By Rob Pegoraro
Sunday, November 15, 2009
Some of the better ideas in the computing industry never make it into stores, and not because of expensive hardware, complex code or inadequate bandwidth. You can blame laws that keep otherwise desirable products off of the market.
Want a program to copy a DVD to your iPod? You can't pick one up in a shop, thanks to the 1998 vintage Digital Millennium Copyright Act. The DMCA bans that software, along with other tools that might help you use movie downloads, e-books and other "protected" files in ways not specifically allowed by their vendors.
We may be watching a sequel to the DMCA story today. An international copyright agreement, negotiated under unusual secrecy, could impose a further round of restrictions on our use of digital technology.
This Anti-Counterfeiting Trade Agreement, or ACTA, represents an attempt by the United States and other countries to set common rules for violations of intellectual-property laws. The United States hopes to use ACTA to export its laws, but in the process it might have to import others.
It's difficult to talk about ACTA without using words such as "may," "could" and "might" because of how little has been disclosed about it. The nations involved -- including Japan, South Korea, Canada and the members of the European Union -- have agreed to post little beyond topics that the agreement should address.
The Bush and Obama administrations have cited national security concerns to justify withholding further information. They have revealed ACTA texts only to selected individuals (few representing consumer interests) who sign non-disclosure agreements.
Congress, meanwhile, has no say, as ACTA is being written as an "executive agreement," not a treaty that would require Senate ratification.
Much information about ACTA has come from leaked documents posted to such sites as http://wikileaks.org; other details have been pried out through Freedom of Information Act requests by such groups as the Electronic Frontier Foundation and Knowledge Ecology International.
You can weave these scraps into a frightening future in which a site like YouTube couldn't stay in business and allegations of file sharing could lead your Internet provider to kick you offline.
The reality of ACTA doesn't seem that bad: Many of the provisions attacked by critics are part of U.S. law and such bilateral free-trade deals as the pending agreement between the United States and South Korea. But it's bad enough.
ACTA's first problem lies in the idea of making the DMCA a world standard. Globalizing that law's ban on circumventing digital locks would do no favors for people elsewhere. But it would also cement the DMCA's status at home, making it harder to fix its user-hostile provisions.
More important, the ACTA talks would be a rare negotiation if they resulted in one state giving up nothing in return for every other state accepting its ideas.
A U.S. trade official who spoke on the condition of anonymity emphasized that the government's proposals for ACTA color within the lines of existing U.S. laws. But trying to globalize them invites fine-print changes in emphasis or detail that could lead to changes in their enforcement here.
Consider the notion of "graduated response," the idea that Internet providers should discipline or disconnect users who keep sharing movies or music.

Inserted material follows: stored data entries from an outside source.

PR #5045, opened 2026-08-05
Warn that recipe export arguments are reserved

chesterxgchen:
## Summary

- warn whenever NVFlare consumes the reserved --export or --export-dir recipe arguments
- explain that these system-level names are unavailable to the script argument parser
- retain the additional diagnostic when --export-dir is supplied without --export
- preserve transactional argument handling when warnings are promoted to errors
- document the import-time reservation in the Recipe API guide

## Behavior

NVFlare cannot distinguish a script-defined collision from its documented recipe export syntax because both use the same command line. The warning is therefore emitted for every consumed recipe export argument, including valid NVFlare exports.

## Tests

- python -m pytest tests/unit_test/recipe/spec_test.py -q (70 passed)
- python -m pytest tests/unit_test/recipe -q (525 passed, 22 skipped)
- ./runtest.sh -s
- ./runtest.sh -l

### DIFF
--- a/docs/user_guide/data_scientist_guide/recipe_api.rst
+++ b/docs/user_guide/data_scientist_guide/recipe_api.rst
@@ -73,6 +73,10 @@ All concrete recipes support the common execution surface:
 
       python job.py --export --export-dir /tmp/nvflare/job
 
+   Recipe scripts reserve ``--export`` and ``--export-dir``. NVFlare consumes
+   these arguments during module import, before the script's argument parser
+   runs. Use different option names for script-specific behavior.
+
 ``recipe.run(env, server_exec_params=None, client_exec_params=None)``
    Submit directly through the environment and return a ``Run`` handle. Most
    user examples should use ``execute`` so export flags continue to work.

The DMCA allows for that, but ACTA could increase incentives for Internet providers to act as copyright cops. We can't know for sure without seeing ACTA's text.
Free-trade agreements and ACTA's agenda include stopping counterfeit copyrighted works at borders. The trade official said the United State wants to exempt travelers from mandatory searches of iPods or laptops -- let's set aside the risk of overreach by law enforcement at airports -- but we won't know how much privacy to expect without seeing ACTA's text.
And free-trade deals and ACTA call for more rigorous mandatory penalties, including jail time. But it's tough to gauge how inflexible those punishments might be without seeing ACTA's text.
The U.S. trade official, when asked how ACTA's secrecy squared with President Obama's pledges of open government, said the administration is working to open the process further.
But more official blog posts and news releases won't suffice. An agreement this sweeping won't get far without public debate. Just ask one of the biggest advocates of stronger copyright laws, the Motion Picture Association of America. In a statement sent by its press office, chief policy officer Greg Frazier wrote that "clearly anything other than making the text public will not satisfy the ACTA naysayers," adding that "we will encourage the U.S. government" to do so.
The fair way to craft a deal like this in the daylight. When the United Nations' World Intellectual Property Organization proposes to write new treaties, it does so in public, publishing drafts and allowing outside parties to report on the progress of talks.
If ACTA's ground rules don't allow that, it's time to scrap this project -- before we inflict a 1.1 version of the DMCA on ourselves and the world.